Methodological frame convergence — rejecting rule-based SAST

Both Aardvark and Claude Code Security frame themselves against the classical SAST product category: “Aardvark does not rely on traditional program analysis techniques like fuzzing or software composition analysis” (OpenAI) and “Rather than scanning for known patterns, Claude Code Security reads and reasons about your code the way a human security researcher would” (Anthropic). The frame is convergent: rule-based pattern matching is positioned as the prior generation, LLM-reasoning + tool-use as the successor. OpenAnt (Knostic) reaches the same conclusion from the OSS side. This is now a sourced framing across three vendors.

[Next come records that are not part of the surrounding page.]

PR #1071, opened 2018-06-08
Fixed punctuation marks in german and french sentences

Djfe:
@mikehenrty This should fix the punctuation characters that went missing due to the script's bug.
I also fixed around 3 other small issues in German, I stumbled upon.
It would be nice, if we could find someone that speaks french to take a short look at this, I'm not 100% sure, if this many exclamation marks are accurate.
For German the exclamation marks have just been restored from @jf99 's file

### DIFF
--- a/server/data/de/jf99.txt
+++ b/server/data/de/jf99.txt
@@ -29,8 +29,8 @@ Stecker sollten niemals am Kabel aus der Steckdose gezogen werden.
 Planfeststellungsverfahren ist doch ein wunderbares deutsches Wort.
 Die Sache hat allerdings einen Haken.
 Wenn du das Handtuch so aufhängst, wird es morgen immer noch nicht trocken sein.
-Heute gibt es "Asterix und Kleopatra" im Fernsehen.
-Auf Kika läuft gerade "Jim Knopf und Lukas der Lokomotivführer".
+Heute gibt es Asterix und Kleopatra im Fernsehen.
+Auf Kika läuft gerade Jim Knopf und Lukas der Lokomotivführer.
 Geschrieben von Michael Ende und gespielt von der Augsburger Puppenkiste.
 Als Kind hatte ich alle Folgen vom Sams auf Kassette.
 Heutzutage wissen die Kinder wahrscheinlich gar nicht mehr, was eine Kassette ist.
@@ -90,7 +90,7 @@ Bremen und die anderen Stadtstaaten sind mal wieder die Schlusslichter der PISA-
 Otto kommt aus Ostfriesland.
 Heißt du wirklich Uli, oder ist das die Abkürzung für Ulrich?
 Trotz seiner relativ geringen Größe hat Brandenburg an der Havel immerhin eine Straßenbahn und zwei Hochschulen.
-"Meinen Bachelor in Mathematik habe ich zuvor in Jena gemacht", erzählte Anton.
+Meinen Bachelor in Mathematik habe ich zuvor in Jena gemacht, erzählte Anton.
 Berta hat uns zu einer Weinprobe nach Kaiserslautern eingeladen.
 Trier ist die älteste Stadt Deutschlands und wurde ursprünglich von den Römern gegründet.
 Gaius Julius Cäsar kannte sie jedoch noch nicht.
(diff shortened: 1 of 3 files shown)


Djfe:
I can't fix cy, because I couldn't find the source strings in https://github.com/Common-Voice/text-tools

missuniverse:
I'll take a look tomorrow, I'm a native french speaker.

Djfe:
Lots of them were in line.
sentence1 ! sentence2

or
sentence1 !

and the script split them like this (used the ! for a new line but removed the !):
sentence1
sentence2

then users looked at them and might've corrected errors but probably didn't add ! back.

now they are
sentence1 !
sentence2

I added ! after every new line without a punctuation character

if that's wrong in most cases, then we should drop that part of my commit.

missuniverse:
@Djfe I didn't spot any errors, except you might want to remove the space before the exclamation point, otherwise its weird.

Djfe:
ok, I will do that.

The source files (or some of them) had spaces before the exclamation marks.
Therefore I actually looked it up, and the internet was unsure about it as well.

Djfe:
Done.
I also rebased the commits into one.

Djfe:
@missuniverse Thank you for looking at the file!

lissyx:
@Djfe I'm unsure about your fixes (for french), you are adding excalmation marks everywhere while the original data does not have those. And you are adding that in a bogus way since there is no space while it should be here.

Djfe:
I know :/
I don't speak French and couldn't find the original strings.
Wait so there needs to be a space in front of exclamation marks?
I changed my commit after @missuniverse told me that those look weird to her.

Would you be up for the task of readding the exclamation marks to the file where they are missing?

lissyx:
@Djfe So we discussed with @missuniverse on another issue, it turns out that fr_FR and fr_CA do not follow the same typographic rules, and that in canadian's french your syntax is valid. But it is not for french of France :-). Regarding the source data, it's extracted (mostly) from french parliament debates and project Gutenberg file. At least most of the sentences where you added exclamation marks were from the parliaments debates.

It's hard to link to direct source for them, since it's all in one big XML file, but it's available from http://data.assemblee-nationale.fr/travaux-parlementaires/debats

Djfe:
I recently heard of something similar (Belgian Dutch) hehe

the "originals" should be in here:
https://github.com/Common-Voice/text-tools/tree/master/txt

but I couldn't find them.
the csv folder contains the output which the script in that repo accidentally deprived of all exclamation marks.

the csv's were uploaded to Crowdin, proofread, and then uploaded to the voice-web repo

lissyx:
@Djfe Okay. Well my processed source out of the XML that Michael used is at https://github.com/lissyx/commonvoice-syceron/tree/master/data

lissyx:
For example, https://github.com/mozilla/voice-web/pull/1071/files#diff-14f63c6b9d6bf33e26979ec66935813dR16 is likely to come from https://github.com/lissyx/commonvoice-syceron/blob/2c10e475a253108ae309439c8d0e4b59b9e3813c/data/debats-assemblee-nationale/20140611213000000.txt#L94

mikehenrty:
thanks for everyone's work here. please tag me when there is agreement on when this is ready to be merged.

zecakeh:
Hi there! I was actually planning on doing a full review of this file in the next few days because I've seen a lot (and I mean a lot!) of mistakes when trying to record/validate: spelling or grammar errors, missing accents, missing punctuation, missing capitalized letter at the start of the sentence, some sentences are in Breton (which is not french at all).

I also think there are too many exclamation marks in this new version. In my opinion we should just put those where necessary.

About the (unbreakable) space in front of punctuation marks, since the rule is always the same, a simple script could change that according to the region when the sentences are used in production. According to [the Wikipedia page about differences in typographic rules in french speaking countries](https://fr.wikipedia.org/wiki/Comparatif_des_diff%C3%A9rents_codes_typographiques_francophones) it seems canadian french is the odd one for this rule, so I'd vote for putting unbreakable spaces in front of !, ? and ;.

lissyx:
Thanks, I'll have a look tomorrow, but I dont have merge credentials :-)

zecakeh:
I'm not an expert with git but from what I read online, to have my commit included, I have to send a PR on @Djfe 's fork, which I did a couple of days ago: [Fix punctuation #6](https://github.com/Djfe/voice-web/pull/6). So know we have to wait for him to accept it for my commit to appear here.

Djfe:
screenshot_20180706-160127__01
how shall I resolve this merge conflict?

mikehenrty:
>  @mikehenrty we had a few similar cases in german, where two short sentences that belong next to each other where separated by your script.
It might be better to only separate sentences in one line if the number of characters of one line is longer than you want them to be.

Yup, I still need to get back to those text-tools and your PR at some point. For now, I appreciate you raising that again.

Djfe:
@zecakeh 
should I always prefer the new version or are there cases in which I should prefer head? (for the french sentences)
(you can take a look by clicking on resolve conflicts)

mikehenrty:
@Djfe, that conflict comes from #1222. I can fix those :) 

Thanks for your help everyone!

Djfe:
you just reverted at least #1189
Maybe another commit as well, let me check

Djfe:
It was only that one commit #1227

mikehenrty:
thanks for catching that @Djfe !

PR #1091, opened 2018-06-09
[German data] Small punctuation fix

Ordoviz:
Similar to #1077 and #1071


Djfe:
Thx, for correcting those! :)

Gregoor:
Thanks indeed!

FRT zero-days post not yet ingested

red.anthropic.com/2026/zero-days/ (cited inline by Claude Code Security: “using Claude Opus 4.6, our team found over 500 vulnerabilities in production open-source codebases”) is the load-bearing quantitative reference for the Anthropic side. Already on the wiki’s gap list for the frontier-AI thesis; reiterated here as next-ingest candidate.

Common third-party benchmark for vuln-discovery harnesses

Aardvark (92% on internal golden repos), MDASH (88.45% on CyberGym), raw Mythos (83.1% on CyberGym), XBOW × Mythos (42-55% FN reduction vs Opus 4.6), OpenAnt (no published recall) — all use different evaluation surfaces. A common third-party benchmark (CyberGym extension, AISI evaluation, or new) for verified-exploitable findings is the largest measurement gap on this axis.